The day before the inauguration we sent out a call to poets we admire to write poems that respond, however loosely, to the presidency, the nation, the government or the current political climate. More than one hundred American poets responded immediately. The first 100 poets were each assigned one of President Obama’s first hundred days in office, and each will write a poem reflecting on the state of the nation and the world on that day. A new poem is posted every day.

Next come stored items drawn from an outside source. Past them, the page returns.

Issue #2708, opened 2016-11-17
Connection manager (workspaces) doesn't respect VS theme


huguesv:
![image](https://cloud.githubusercontent.com/assets/1696845/20402188/8fd907e0-acb0-11e6-9802-0a2d70dcbaa2.png)

MikhailArkhipov:
https://github.com/Microsoft/RTVS/commit/e083bf16d48cbca63550deeb70ac06407475089d

MikhailArkhipov:
Now light theme is not quite good.

![image](https://cloud.githubusercontent.com/assets/12820357/20542474/96d1753c-b0b6-11e6-9b9a-6ae52dd64eaf.png)

MikhailArkhipov:
https://github.com/Microsoft/RTVS/commit/0c7df6d1552c3a36e431fad30fc338dd80acc2b9

huguesv:
Still bad in dark theme:
![image](https://cloud.githubusercontent.com/assets/1696845/20690727/1a9188c0-b581-11e6-87c1-cce66c1fa78b.png)

MikhailArkhipov:
![image](https://cloud.githubusercontent.com/assets/12820357/20690772/6724e470-b581-11e6-8a76-3a73139ffe22.png)

MikhailArkhipov:
Looks like `Add` template is missing theme

MikhailArkhipov:
https://github.com/Microsoft/RTVS/commit/e223045a9636ce7a070e28485d5ef629305c6b90

Issue #2707, opened 2016-11-17
Publish With Options - to Project not working


athafoud:
Steps to reproduce

1. Create an empty Database project
2. Create an R Project
3. Add a new SQL Stored Procedure Item 
4. Write some R code
5. From R Tools Menu -> Data -> Publish With Options
6. Select Project in Publish to and the Database you previously created in Target
7. In R code Replacement select "In stored procedure @script parameter"
8. Hit Publish

The "R" folder is created in the selected Database project, but it is empty

If in step 7, instead of "In stored procedure @script parameter", we select "In a separate table", the created "RCode.PostDeployment" is invalid. The content of "RCode.PostDeployment" are
`INSERT INTO RCodeTable`
the rest of the script is missing. The "CreateRCodeTable" is created as expected.

MikhailArkhipov:
https://github.com/Microsoft/RTVS/commit/e083bf16d48cbca63550deeb70ac06407475089d

Issue #2571, opened 2016-10-25
Colorization gets broken in REPL


MikhailArkhipov:
Might be issue with the ASCII progress bar code.

![image](https://cloud.githubusercontent.com/assets/12820357/19703796/02dab094-9aba-11e6-8b00-6b82d2424e66.png)

MikhailArkhipov:
https://github.com/Microsoft/RTVS/commit/e083bf16d48cbca63550deeb70ac06407475089d

Issue #2186, opened 2016-08-20
IntelliSense support for data.table objects


ksavin:
data.table is a popular package that extends data.frame and is capable of fast and complex data transformations.

Its syntax exposes column names when applying transformations within "[ ]", e.g:

```
library(data.table)
dt <- data.table(mtcars)

# find average gross horse powers for 6-cylinder cars grouping by number of forward gears
dt[cyl == 6, mean(hp), by = gear]
```

It would be great if auto-completion of column names within brackets is supported by IntelliSense.

smortaz:
+1

MikhailArkhipov:
https://github.com/Microsoft/RTVS/commit/e083bf16d48cbca63550deeb70ac06407475089d

PR #2720, opened 2016-11-19
Provide host load indication and bug fixes

MikhailArkhipov:
Host measures load once in a few seconds and caches the result. Clients update meters periodically. This can be made configurable.

#2707 Publish With Options - to Project not working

The group of poems is called Starting Today: Poems for the First 100 Days. I studied Mark Doty in my poetry class in college (everytime I say "in college" or "when I was in college" I feel SO old!) and he is amazing! His poems are always very vivid and the content is always unexpected. I LOVE HIM! He has a facebook page and that's how I found out about this 100 poems for 100 days thing. I think it's fabulous! It's a blog here on blogger that you can follow if you like. I am! As well as Doty's blog.


Friday, February 20, 2009

Day #32: Mark Doty
Skulls Are So Last Year
(including half a line by Thomas McGrath)

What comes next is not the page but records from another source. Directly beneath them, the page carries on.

Issue #3333, opened 2017-03-23
Acquire RInstallation and RInterpreterInfo through IServiceProvider


AlexanderSher:
Also, remove ICoreShell workarounds
Can be done after https://github.com/Microsoft/RTVS/pull/3320 is checked in

AlexanderSher:
Fixed

PR #3335, opened 2017-03-23
Split Microsoft.R.Interpreters and Microsoft.R.Host.Broker into xplat and windows-specific parts

AlexanderSher:
This is not a final change, but I'm submitting it early so that @karthiknadig can take a look.


karthiknadig:
>     public class AboutController : Controller {

I think this class should be in xplat. We should provide an interface to get the OS specific stats.

---
Refers to: src/Host/Broker/Impl/About/AboutController.cs:20 in 3a6c48e. [](commit_id = 3a6c48e7591af250af4dbe20003d9bd1f6de27b8, deletion_comment = True)

karthiknadig:
>     public class Session {

Should we just provide a OS specific session factory and get session instances like that. Since most of the code for SessionManager and SessionController did not change between windows and linux

---
Refers to: src/Host/Broker/Impl/Sessions/Session.cs:23 in 3a6c48e. [](commit_id = 3a6c48e7591af250af4dbe20003d9bd1f6de27b8, deletion_comment = True)

src/Host/Client/Impl/Host/LocalBrokerClient.cs
```diff
@@ -20,7 +20,7 @@
 
 namespace Microsoft.R.Host.Client.Host {
     internal sealed class LocalBrokerClient : BrokerClient {
-        private const string RHostBrokerExe = "Microsoft.R.Host.Broker.exe";
+        private const string RHostBrokerExe = "Microsoft.R.Host.Broker.Windows.exe";
```
MikhailArkhipov: What is different in Windows broker?

src/R/Interpreters/Impl/IMicrosoftRClientInstaller.cs
```diff
@@ -10,6 +11,6 @@ namespace Microsoft.R.Interpreters {
     /// of the Microsoft R Client. Exported via MEF.
     /// </summary>
     public interface IMicrosoftRClientInstaller {
-        void LaunchRClientSetup(ICoreShell coreShell, IFileDownloader downloader = null);
+        void LaunchRClientSetup(IServiceContainer coreShell, IFileDownloader downloader = null);
```
MikhailArkhipov: This really should go to package and then Interpreters and broker are always x-plat

MikhailArkhipov:
I think we wanted to have broker and dependencies x-plat. If anything there is not (such as RInstallation or MRC) we should turn them into services and move implementation to the package or into some other supporting assembly (components?).

src/Host/Client/Impl/Host/LocalBrokerClient.cs
AlexanderSher: It's the same broker, just different name  cause xplat assembly is `Microsoft.R.Host.Broker.dll`

src/R/Interpreters/Impl/IMicrosoftRClientInstaller.cs
AlexanderSher: This is xplat already. If you mean the part that is in the `Microsoft.R.Interpreters.Windows`, broker either need to load it dynamically or reference directly, but in both cases I'd rather leave it in a small separate assembly rather than make it part of a `Microsoft.VisualStudio.R.Package`.

AlexanderSher:
I don't know if we can get rid of platform-specific executables. @karthiknadig , what do you think is better in our case - have two separate executable broker projects for windows and for Linux that reference same shared xplat part, or have one executable broker project that is compiled for all platforms and loads platform-specific part depending on the platform in runtime?

Reversing dependencies isn't a big deal, cause on the type level those are services already, but it won't change the amount of assemblies. Broker-specific platform-dependent code (i.e., starting broker as a service or starting RHost process) isn't needed it the RTVS. On the other hand, `RInstallation` is needed everywhere. So I think it's better to split them.

MikhailArkhipov:
So what is the platform specific part in the broker?

int19h:
I'd rather push xplat conditionals as far down into the libraries as possible.

That said, broker might still have some platform-specific code because it's a service. This will look differently elsewhere.

karthiknadig:
The following are the platform specific parts in broker:
1. Interpreters search/ path validation etc.
2. User profile management
3. User authentication
4. RHost session management (.net Process in linux vs Win32 Process in Windows)
5. Operating system info (RAM, VRAM, etc)
6. OS load and performance info

MikhailArkhipov:
These should be provided as services implemented elsewhere. I.e. RInstallation -> IRInstallation (see #3333 for example). We already have portable service container. So basically there should be a platform-specific supporting assembly providing platform services in a generic way.

src/Host/Broker/Impl/About/LoadController.cs
```diff
@@ -37,62 +32,30 @@ public class LoadController : Controller {
...
 
             // Select compatible active network interfaces
             var interfaces = NetworkInterface.GetAllNetworkInterfaces()
-                                             .Where(x => x.Speed > 0 &&
-                                                         x.Supports(NetworkInterfaceComponent.IPv4) &&
-                                                         x.Supports(NetworkInterfaceComponent.IPv6) &&
-                                                         x.OperationalStatus == OperationalStatus.Up &&
-                                                         x.Speed > 0 &&
-                                                         IsCompatibleInterface(x.NetworkInterfaceType)).ToArray();
+                .Where(x => x.Speed > 0
```
karthiknadig: This throws Platform Not supported exception on linux. Sadly there is no way to provide this information in a generic way.

AlexanderSher: Ok, I'll move it to `SystemInfoService` then.

src/Host/Broker/Impl/RemoteUri/RemoteUriHelper.cs
```diff
@@ -4,196 +4,78 @@
...
                     }
-                } catch (WebException wex) when (wex.Status == WebExceptionStatus.ProtocolError) {
-                    response = wex.Response as HttpWebResponse;
-                } finally {
-                    response?.Close();
                 }
             }
         }
-
-        private static void SetRequestHeaders(HttpWebRequest request, IHeaderDictionary requestHeaders) {
```
karthiknadig: Nice

src/Host/Broker/Impl/Services/IExitService.cs
```diff
@@ -0,0 +1,11 @@
+﻿// Copyright (c) Microsoft Corporation. All rights reserved.
+// Licensed under the MIT License. See LICENSE in the project root for license information.
+
+using System.Threading;
+
+namespace Microsoft.R.Host.Broker.Services {
+    public interface IExitService {
+        void Exit();
```
karthiknadig: We will also need a way to Exit with Error code.

src/Host/Broker/Impl/Services/ISystemInfoService.cs
```diff
@@ -0,0 +1,10 @@
+// Copyright (c) Microsoft Corporation. All rights reserved.
+// Licensed under the MIT License. See LICENSE in the project root for license information.
+
+namespace Microsoft.R.Host.Broker.Services {
+    public interface ISystemInfoService {
+        double GetCpuLoad();
+        (long TotalVirtualMemory, long FreeVirtualMemory, long TotalPhysicalMemory, long FreePhysicalMemory) GetMemoryInformation();
+        (string VideoCardName, long VideoRAM, string VideoProcessor) GetVideoControllerInformation();
```
karthiknadig: This may have to be a collection since there can be more than one video card

src/Host/Broker/Impl/Services/IExitService.cs
AlexanderSher: This is a temporary solution. I've created a task https://github.com/Microsoft/RTVS/issues/3411 to track refactoring of `CommonStartup`

src/Host/Broker/Impl/Services/ISystemInfoService.cs
AlexanderSher: Well, right now we take care only about the first one.

AlexanderSher:
Ping

karthiknadig:
:shipit:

Unattended money may be searched or destroyed
Woman in the doorway of Dunkin Donuts
reciting will you help me get
something to eat will you help me
get something to eat will you
help me get something painful revision of WCW's
modernist syntax of insistence

Please hold on money is leaving the station

In New York at five past money
many small vacancies open

Debt clock broke down whirling exhilarating
proliferation of zeroes we just don't have
that many lightbulbs

Do not accept money from persons unknown to you

In New York at a quarter past money
I'd put my queer shoulder to the wheel if I could find it

Be careful when opening money as contents may have shifted

Put my shoulder to the wheel but I'd go tumbling
through the absence of value to the lack of a floor
flat on my face in this fiction of a symbol

That can itself be sold
or you can sell the absence of the symbol
bundle the absences and divide them among a multiplicity
build a whole towering extravagance

Something like the way in Tallinn this month
the Estonian Philharmonic is holding a Festival of Perfect Silence
so we are planning to celebrate the completed

Vanished tower of abstract money

A little reminiscent of that fading fashion for vertical foods in restaurants
an edible structure that would allow your meal to rise from your plate
toward you mirror of an entire economic architecture shimmying upward

Into the thinning atmosphere the most tenuous needles of money

And maybe why today the barrista who's charging me
do you want cash back with that
wears around her neck a cameo
no antique but sly parodic black oval
upon which a coral-red skull and crossbones are looming

That's why skulls were everywhere last year
on jeans pockets backpacks wallets china your wristwatch

Sign of piracy

Would you like another transaction

Mark Doty's most recent book of poems, FIRE TO FIRE: New & Selected Poems (HarperCollins, 2008) won the National Book Award for Poetry. This fall he'll join the faculty at Rutgers University in New Brunswick, New Jersey.